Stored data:
▬▬▬▬▬▬
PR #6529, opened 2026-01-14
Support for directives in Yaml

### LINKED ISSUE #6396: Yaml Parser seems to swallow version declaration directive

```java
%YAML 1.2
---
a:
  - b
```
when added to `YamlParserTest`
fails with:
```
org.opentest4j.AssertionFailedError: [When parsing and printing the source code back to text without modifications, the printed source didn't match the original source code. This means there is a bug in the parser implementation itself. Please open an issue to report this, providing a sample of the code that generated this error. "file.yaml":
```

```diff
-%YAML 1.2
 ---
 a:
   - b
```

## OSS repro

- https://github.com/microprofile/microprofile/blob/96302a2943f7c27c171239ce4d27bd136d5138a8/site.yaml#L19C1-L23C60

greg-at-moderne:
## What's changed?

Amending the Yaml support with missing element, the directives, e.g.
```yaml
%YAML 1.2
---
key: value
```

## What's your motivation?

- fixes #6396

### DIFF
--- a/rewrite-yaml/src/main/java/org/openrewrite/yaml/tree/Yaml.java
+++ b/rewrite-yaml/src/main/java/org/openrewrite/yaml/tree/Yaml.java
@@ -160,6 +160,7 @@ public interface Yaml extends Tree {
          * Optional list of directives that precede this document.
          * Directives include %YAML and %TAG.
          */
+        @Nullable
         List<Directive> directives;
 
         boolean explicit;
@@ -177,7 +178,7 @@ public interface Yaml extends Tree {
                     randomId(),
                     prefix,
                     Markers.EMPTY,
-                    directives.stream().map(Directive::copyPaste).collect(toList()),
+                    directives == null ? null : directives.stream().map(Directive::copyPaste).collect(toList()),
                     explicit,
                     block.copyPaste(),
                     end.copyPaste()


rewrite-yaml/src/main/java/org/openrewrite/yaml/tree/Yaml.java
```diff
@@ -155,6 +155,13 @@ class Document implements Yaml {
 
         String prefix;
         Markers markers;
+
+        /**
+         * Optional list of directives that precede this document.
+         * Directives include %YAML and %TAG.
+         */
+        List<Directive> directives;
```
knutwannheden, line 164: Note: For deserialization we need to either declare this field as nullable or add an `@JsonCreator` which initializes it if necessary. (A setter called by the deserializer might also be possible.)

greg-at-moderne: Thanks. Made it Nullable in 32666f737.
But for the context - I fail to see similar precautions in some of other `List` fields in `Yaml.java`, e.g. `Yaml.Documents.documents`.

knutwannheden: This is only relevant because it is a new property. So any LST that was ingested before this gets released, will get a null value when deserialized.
▬▬▬▬▬▬
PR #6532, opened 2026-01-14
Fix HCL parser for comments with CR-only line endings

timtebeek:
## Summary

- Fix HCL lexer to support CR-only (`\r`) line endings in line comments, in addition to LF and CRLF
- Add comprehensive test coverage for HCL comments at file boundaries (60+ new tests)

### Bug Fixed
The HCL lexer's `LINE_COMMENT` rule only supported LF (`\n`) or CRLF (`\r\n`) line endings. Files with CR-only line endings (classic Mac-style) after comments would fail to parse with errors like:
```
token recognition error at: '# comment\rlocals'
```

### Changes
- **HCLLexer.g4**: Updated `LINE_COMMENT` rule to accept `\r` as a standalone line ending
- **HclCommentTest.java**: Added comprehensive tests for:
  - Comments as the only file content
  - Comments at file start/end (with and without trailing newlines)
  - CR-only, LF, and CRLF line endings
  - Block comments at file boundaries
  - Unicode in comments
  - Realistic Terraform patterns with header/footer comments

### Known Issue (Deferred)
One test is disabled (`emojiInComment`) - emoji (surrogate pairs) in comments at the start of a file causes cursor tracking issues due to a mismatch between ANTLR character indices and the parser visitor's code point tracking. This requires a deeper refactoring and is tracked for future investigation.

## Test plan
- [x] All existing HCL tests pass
▬▬▬▬▬▬
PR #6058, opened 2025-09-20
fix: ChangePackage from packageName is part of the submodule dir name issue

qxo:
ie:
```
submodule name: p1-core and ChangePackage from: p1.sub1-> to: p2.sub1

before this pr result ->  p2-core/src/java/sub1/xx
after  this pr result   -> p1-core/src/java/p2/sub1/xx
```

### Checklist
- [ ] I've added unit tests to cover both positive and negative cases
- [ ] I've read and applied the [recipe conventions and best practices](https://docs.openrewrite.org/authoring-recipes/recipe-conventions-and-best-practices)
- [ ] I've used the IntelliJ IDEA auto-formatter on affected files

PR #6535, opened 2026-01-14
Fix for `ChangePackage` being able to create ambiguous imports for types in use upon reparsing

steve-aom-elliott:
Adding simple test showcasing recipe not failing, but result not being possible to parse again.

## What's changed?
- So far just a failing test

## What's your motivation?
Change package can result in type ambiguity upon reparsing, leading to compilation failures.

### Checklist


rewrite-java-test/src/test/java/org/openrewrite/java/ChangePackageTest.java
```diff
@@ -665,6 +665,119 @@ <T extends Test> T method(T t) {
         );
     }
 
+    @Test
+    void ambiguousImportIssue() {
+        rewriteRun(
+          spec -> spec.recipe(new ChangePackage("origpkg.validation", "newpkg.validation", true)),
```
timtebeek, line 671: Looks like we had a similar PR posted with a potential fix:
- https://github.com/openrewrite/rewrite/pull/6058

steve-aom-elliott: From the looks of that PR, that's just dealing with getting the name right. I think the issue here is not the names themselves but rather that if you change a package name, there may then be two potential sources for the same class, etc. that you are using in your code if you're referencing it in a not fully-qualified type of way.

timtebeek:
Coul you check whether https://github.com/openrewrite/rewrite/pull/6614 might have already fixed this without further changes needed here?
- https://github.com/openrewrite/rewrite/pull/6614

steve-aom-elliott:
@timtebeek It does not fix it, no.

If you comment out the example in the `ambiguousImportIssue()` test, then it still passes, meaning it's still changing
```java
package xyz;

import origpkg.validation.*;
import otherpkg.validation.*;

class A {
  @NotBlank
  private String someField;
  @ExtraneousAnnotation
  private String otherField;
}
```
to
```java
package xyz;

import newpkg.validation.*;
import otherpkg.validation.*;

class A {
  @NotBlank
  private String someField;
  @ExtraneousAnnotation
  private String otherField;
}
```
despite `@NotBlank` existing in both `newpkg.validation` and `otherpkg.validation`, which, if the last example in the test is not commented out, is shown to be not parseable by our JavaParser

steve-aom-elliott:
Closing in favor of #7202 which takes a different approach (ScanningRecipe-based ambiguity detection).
▬▬▬▬▬▬
Task description: Note every line above where the string "being" shows up, and copy those lines.

Answer below:
Fix for `ChangePackage` being able to create ambiguous imports for types in use upon reparsing
Adding simple test showcasing recipe not failing, but result not being possible to parse again.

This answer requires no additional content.